Mesa resident works through lupus to help others

Posted by East Valley TribuneTuesday, March 11, 2014 10:00 amMaj. Antoinette Grimes [David Jolkovski/Tribune]Maj. Antoinette Grimes [David Jolkovski/Tribune]

After 17 years in the military Maj. Antoinette Grimes thought she was finally getting the opportunity to serve her country until a collapsed lung separated her from her unit leaving for Iraq. She recovered from that ailment and did serve in Afghanistan, but she was medevaced because she had gone into the early stages of kidney failure.

“I felt bad, because you had trained together and they are dependent on you,” she said. “I just felt like I couldn’t do anything.”

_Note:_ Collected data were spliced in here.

PR #463, opened 2021-12-08
feat(Button): add "kind" prop; deprecate "type" prop

### LINKED ISSUE #462: [Button] (breaking) Change `type` prop to `kind`
See: https://github.com/narmi/design_system/pull/458#pullrequestreview-826464850

`type` should be reserved for the native `type` attribute.
The `type` prop of `Button` should be renamed `kind`.

akdetrick:
fixes #462 

Button style variant controlled by `kind` prop instead of `type`. This is not a breaking change; `type` will be removed in a future major version ( issue #464 )

### DIFF
--- a/src/Button/index.js
+++ b/src/Button/index.js
@@ -14,7 +14,8 @@ import AsElement from "../util/AsElement";
  */
 const Button = ({
   disabled = false,
-  type = "primary",
+  type,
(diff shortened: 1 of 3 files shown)


akdetrick:
Doing this as an actual breaking change instead. Closing.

Grimes, a resident of Mesa, had been diagnosed with autoimmune disease lupus and was forced to retire from the military, which had been her life.

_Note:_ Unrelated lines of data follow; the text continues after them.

Issue #473, opened 2021-12-09
[Build,CI] pass artifact from install/build to other jobs if possible


akdetrick:
Each job has to do is own NPM install and full build currently. If there's a way to pass an artifact from an initial build job, things would be much cleaner and faster in github actions

akdetrick:
not worth the time right now

PR #478, opened 2021-12-09
ci: Use GitHub CodeQL Analysis

chris-griffin:
Closes https://github.com/narmi/design_system/issues/483

Enables the GitHub CodeQL Analysis bot. See https://docs.github.com/en/code-security/code-scanning/automatically-scanning-your-code-for-vulnerabilities-and-errors/about-code-scanning-with-codeql for more information

### DIFF
--- a/.github/workflows/codeql-analysis.yml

“I was shocked, because I was active duty in the military and by this time I had been in 17 years,” she said. “I didn’t know anyone with lupus... All I could do was Google it and everything I saw was pretty scary.”

When she left the military, Grimes decided lupus was not going to alter the course of her life and she enrolled at Mesa Community College. She now works as a lupus support group facilitator, advocate for female veterans and a personal trainer for people with disabilities.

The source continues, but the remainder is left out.